## What needs to be done
Where does the word "silent" show up in the records? Copy every line that holds it.

--- START ---

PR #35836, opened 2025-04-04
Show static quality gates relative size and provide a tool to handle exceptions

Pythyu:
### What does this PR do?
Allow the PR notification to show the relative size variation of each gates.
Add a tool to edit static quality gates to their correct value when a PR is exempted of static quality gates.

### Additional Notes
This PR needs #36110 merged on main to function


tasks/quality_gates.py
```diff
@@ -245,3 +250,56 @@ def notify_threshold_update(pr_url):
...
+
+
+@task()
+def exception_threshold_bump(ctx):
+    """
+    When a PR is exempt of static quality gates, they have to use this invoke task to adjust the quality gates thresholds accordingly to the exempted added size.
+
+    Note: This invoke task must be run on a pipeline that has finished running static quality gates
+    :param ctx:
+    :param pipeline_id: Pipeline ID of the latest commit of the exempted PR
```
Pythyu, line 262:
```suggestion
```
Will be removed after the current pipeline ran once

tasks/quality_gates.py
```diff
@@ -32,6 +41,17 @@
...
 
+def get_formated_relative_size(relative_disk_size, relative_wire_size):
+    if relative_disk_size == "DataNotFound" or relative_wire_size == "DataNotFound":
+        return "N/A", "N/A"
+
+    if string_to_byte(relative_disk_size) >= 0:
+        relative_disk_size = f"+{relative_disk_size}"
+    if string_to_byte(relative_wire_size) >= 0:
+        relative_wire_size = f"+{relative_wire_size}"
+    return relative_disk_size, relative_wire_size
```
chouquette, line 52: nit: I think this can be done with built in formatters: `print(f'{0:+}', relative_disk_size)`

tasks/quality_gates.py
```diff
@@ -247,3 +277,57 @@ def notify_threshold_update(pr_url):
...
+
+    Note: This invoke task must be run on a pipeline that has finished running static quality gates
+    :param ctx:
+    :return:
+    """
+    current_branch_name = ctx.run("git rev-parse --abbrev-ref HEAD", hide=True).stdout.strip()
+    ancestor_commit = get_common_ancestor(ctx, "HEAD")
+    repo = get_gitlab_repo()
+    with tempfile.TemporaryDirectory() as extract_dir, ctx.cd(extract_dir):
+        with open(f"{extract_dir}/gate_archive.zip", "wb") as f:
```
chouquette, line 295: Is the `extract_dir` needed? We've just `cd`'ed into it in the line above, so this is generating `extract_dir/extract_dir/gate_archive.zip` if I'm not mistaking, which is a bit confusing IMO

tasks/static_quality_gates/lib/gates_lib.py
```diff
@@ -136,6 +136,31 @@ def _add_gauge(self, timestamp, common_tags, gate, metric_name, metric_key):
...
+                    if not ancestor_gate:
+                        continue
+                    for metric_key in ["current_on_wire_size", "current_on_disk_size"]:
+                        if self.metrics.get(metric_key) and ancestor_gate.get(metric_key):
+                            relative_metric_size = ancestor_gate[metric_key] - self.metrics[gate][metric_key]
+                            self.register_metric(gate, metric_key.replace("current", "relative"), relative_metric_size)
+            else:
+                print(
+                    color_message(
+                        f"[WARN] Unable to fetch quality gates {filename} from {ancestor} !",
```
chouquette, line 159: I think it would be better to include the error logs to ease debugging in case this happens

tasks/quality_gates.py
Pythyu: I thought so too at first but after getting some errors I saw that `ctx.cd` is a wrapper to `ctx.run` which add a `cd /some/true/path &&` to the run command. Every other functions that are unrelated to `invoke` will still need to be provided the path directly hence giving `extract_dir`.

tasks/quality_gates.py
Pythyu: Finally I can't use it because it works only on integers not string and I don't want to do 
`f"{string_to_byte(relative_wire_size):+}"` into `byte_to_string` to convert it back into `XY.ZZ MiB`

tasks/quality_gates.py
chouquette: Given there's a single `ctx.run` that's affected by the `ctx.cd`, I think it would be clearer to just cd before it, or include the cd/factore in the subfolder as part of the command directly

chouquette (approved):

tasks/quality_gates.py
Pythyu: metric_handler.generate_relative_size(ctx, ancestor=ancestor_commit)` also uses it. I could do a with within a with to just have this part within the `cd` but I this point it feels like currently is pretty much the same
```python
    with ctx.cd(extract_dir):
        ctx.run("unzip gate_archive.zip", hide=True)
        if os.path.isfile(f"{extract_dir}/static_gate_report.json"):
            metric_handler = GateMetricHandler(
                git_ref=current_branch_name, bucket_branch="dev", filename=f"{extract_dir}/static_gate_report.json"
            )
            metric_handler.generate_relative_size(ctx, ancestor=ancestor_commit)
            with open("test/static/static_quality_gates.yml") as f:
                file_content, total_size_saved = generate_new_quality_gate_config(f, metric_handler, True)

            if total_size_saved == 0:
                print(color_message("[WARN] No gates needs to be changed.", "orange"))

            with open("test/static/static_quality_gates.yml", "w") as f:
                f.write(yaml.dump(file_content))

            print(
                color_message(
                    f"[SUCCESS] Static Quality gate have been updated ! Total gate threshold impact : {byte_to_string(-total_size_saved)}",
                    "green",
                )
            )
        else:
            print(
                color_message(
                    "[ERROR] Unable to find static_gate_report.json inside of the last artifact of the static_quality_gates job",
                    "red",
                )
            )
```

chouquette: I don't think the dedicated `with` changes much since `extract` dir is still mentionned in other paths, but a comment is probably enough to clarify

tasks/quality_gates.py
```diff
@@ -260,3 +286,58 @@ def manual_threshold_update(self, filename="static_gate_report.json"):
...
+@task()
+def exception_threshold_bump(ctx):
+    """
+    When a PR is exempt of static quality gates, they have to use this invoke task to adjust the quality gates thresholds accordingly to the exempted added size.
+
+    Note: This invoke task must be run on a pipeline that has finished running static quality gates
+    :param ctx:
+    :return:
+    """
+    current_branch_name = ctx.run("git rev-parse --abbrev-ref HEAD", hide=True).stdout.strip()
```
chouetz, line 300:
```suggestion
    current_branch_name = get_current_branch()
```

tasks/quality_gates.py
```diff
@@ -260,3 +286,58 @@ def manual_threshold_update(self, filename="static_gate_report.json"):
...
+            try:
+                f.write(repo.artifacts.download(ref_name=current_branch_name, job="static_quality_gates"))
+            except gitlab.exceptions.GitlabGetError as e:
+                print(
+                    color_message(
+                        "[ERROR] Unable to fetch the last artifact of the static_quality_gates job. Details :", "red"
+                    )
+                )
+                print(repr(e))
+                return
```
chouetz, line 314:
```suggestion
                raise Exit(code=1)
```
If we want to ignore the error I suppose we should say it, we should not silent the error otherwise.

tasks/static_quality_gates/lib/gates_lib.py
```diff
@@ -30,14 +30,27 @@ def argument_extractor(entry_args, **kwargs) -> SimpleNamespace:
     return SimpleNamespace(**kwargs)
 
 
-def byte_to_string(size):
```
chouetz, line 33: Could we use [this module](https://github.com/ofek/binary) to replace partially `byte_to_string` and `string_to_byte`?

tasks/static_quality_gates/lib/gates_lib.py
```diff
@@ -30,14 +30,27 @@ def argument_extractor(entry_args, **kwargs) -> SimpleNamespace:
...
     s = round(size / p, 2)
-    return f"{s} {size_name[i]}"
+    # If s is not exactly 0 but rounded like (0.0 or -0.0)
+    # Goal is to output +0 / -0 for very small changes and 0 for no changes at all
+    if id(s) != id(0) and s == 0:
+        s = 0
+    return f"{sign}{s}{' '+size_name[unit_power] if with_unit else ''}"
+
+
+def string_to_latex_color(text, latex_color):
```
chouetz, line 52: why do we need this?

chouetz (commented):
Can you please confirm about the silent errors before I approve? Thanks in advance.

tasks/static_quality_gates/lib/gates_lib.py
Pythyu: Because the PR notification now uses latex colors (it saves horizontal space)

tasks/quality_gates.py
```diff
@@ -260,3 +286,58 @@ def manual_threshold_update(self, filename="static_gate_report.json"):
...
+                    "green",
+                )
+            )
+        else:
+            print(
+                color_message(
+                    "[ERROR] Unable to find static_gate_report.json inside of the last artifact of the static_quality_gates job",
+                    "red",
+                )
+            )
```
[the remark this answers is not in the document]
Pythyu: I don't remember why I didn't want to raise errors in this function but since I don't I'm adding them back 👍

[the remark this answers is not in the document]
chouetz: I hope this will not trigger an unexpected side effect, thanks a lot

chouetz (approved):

--- END ---

## Exercise solution
If we want to ignore the error I suppose we should say it, we should not silent the error otherwise.
Can you please confirm about the silent errors before I approve? Thanks in advance.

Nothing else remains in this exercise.